5. Pharmacological Screening:
a. Anticonvulsant Screening:
All new compounds and intermediates designed and prepared in schemes 1 and 2 (20 compounds) were evaluated for their anticonvulsant activity using two methods:
i. Strychnine-induced seizures where 8 compounds (IVe, Vc, Vd, VI, VII, VIII, IXc and Xb) exhibited anticonvulsant activity but less than that of the reference drug phenobarbitone sodium. Toxicity study was performed on the most active compounds.
ii. Maximal electroschock-induced seizures (MES) where 4 compounds (IVd, Ve, VIII and Xa) showed a nearly equipotent anticonvulsant activity compared to the reference drug phenytoin. Also, 4 compounds (Vb, Vd, IXb and Xc) were more active than phenytoin.
b.
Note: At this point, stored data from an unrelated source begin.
PR #406, opened 2022-08-26
RabbitMQ load test strategy fix

iccicci:
# Context

The load test have a bad design: tries to submit multiple simultaneous transactions from the same address, this is causing a lot of double spending error.

# Proposed Solution

Changed the strategy of the test to send simultaneous transactions from distinct `SingleAddressWallet` accounts.

- Changed the `getWallet` to fix a bug preventing it to be parallelized and making required its `logger` parameter.
- Removed some occurrences of `dummyLogger`.

# Test report

This is the test result with standard configuration (10 simultaneous transactions).

```
  Test result
directly to ogmios              - submission   -> mempool:   113ms - mempool -> blockchain:  4973ms - total:  5086ms
without running serial   worker - start worker -> mempool:   205ms - mempool -> blockchain:  4018ms - total:  4628ms
with    running serial   worker - submission   -> mempool:   750ms - mempool -> blockchain:  3936ms - total:  4686ms
without running parallel worker - start worker -> mempool:   154ms - mempool -> blockchain:  4515ms - total:  5062ms
with    running parallel worker - submission   -> mempool:   245ms - mempool -> blockchain:  4425ms - total:  4670ms
```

Antiinflammatory Screening:
All new compounds and intermediates designed and prepared in scheme 4 (24 compounds) were evaluated for their antiinflammatory activity using ”rat paw carrageenan oedema” method. Two compounds XIVf and XIVg were equipotent to the reference drug diclofenac-sodium. Also, 9 compounds (XIa, XIIIc, XIVa, XIVh, XIVi, XVb, XVc, XVd and XVe) showed significant activity (80%-94%).
The ulcerogenic potential was determined for the most active compounds (XIa, XIVa, XIVf, XIVg, XIVh, XIVi, XVb, XVd and XVe) and they were found to be safer than diclofenac-sodium.
6. References:
This part includes 135 references covering the period 1962-2011.